- _What is expected_: Report each line of the records where "status" occurs.

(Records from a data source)
Start of Block

PR #1239, opened 2026-09-16
Export nodes to cloud as the cluster's runner inventory

phinze:
Companion to mirendev/cloud#270. **Merge order matters: cloud#270 has to be merged and deployed first.** Cloud declines entity sync outright on a contract digest it doesn't know, so a runtime carrying this change against today's cloud would lose app and deployment sync along with the node export. This stays a draft until that's live.

`node_count` was the last thing the console read from the legacy status poll, and this runtime only ever sent 1. Instead, the runtime now exports its node entities through entity sync, so cloud can keep a real runner inventory: name, runner id, version, status, cordon state, address, labels, registration time. That's also what a cloud-driven coordinator-plus-runner upgrade (MIR-1875) will need to sequence and watch a fleet.

Nodes live in `dev.miren.compute` while the cloud contract is declared in `dev.miren.core`, so the first rev lets a contract span domains: a schema names the owner of its export, and the owner's `go:generate` merges it in with `-export-merge`. An owner with nothing to merge produces the exact contract it did before, and a test fails the build if a contributor is declared but not merged.

Nodes are also the first exported kind written through a session, which surfaced two things the exporter got wrong for session-written entities. The store leases a second marker-index key to the writer's session, so a runner losing its coordinator session fired a DELETE the exporter read as the node being removed; it now re-reads the entity at that revision and exports it as a change when it's still there. And `GetEntityAtRevision` read the primary key alone, dropping every session-scoped attribute, so cloud would never have seen a node's status; it now goes through the same pinned read as the batch form.

The poll's hardcoded `node_count` goes with this.

Part of MIR-1861


evanphx (approved):
Node identity, deletion behavior, export allowlisting, snapshot/change handling, and mirror lifecycle look correct. The compatibility guard and tests support the intended runner-inventory behavior without exposing secret-bearing fields. Approve.

— e + :robot:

End of Block

- _Solution for this problem_:
`node_count` was the last thing the console read from the legacy status poll, and this runtime only ever sent 1. Instead, the runtime now exports its node entities through entity sync, so cloud can keep a real runner inventory: name, runner id, version, status, cordon state, address, labels, registration time. That's also what a cloud-driven coordinator-plus-runner upgrade (MIR-1875) will need to sequence and watch a fleet.
Nodes are also the first exported kind written through a session, which surfaced two things the exporter got wrong for session-written entities. The store leases a second marker-index key to the writer's session, so a runner losing its coordinator session fired a DELETE the exporter read as the node being removed; it now re-reads the entity at that revision and exports it as a change when it's still there. And `GetEntityAtRevision` read the primary key alone, dropping every session-scoped attribute, so cloud would never have seen a node's status; it now goes through the same pinned read as the batch form.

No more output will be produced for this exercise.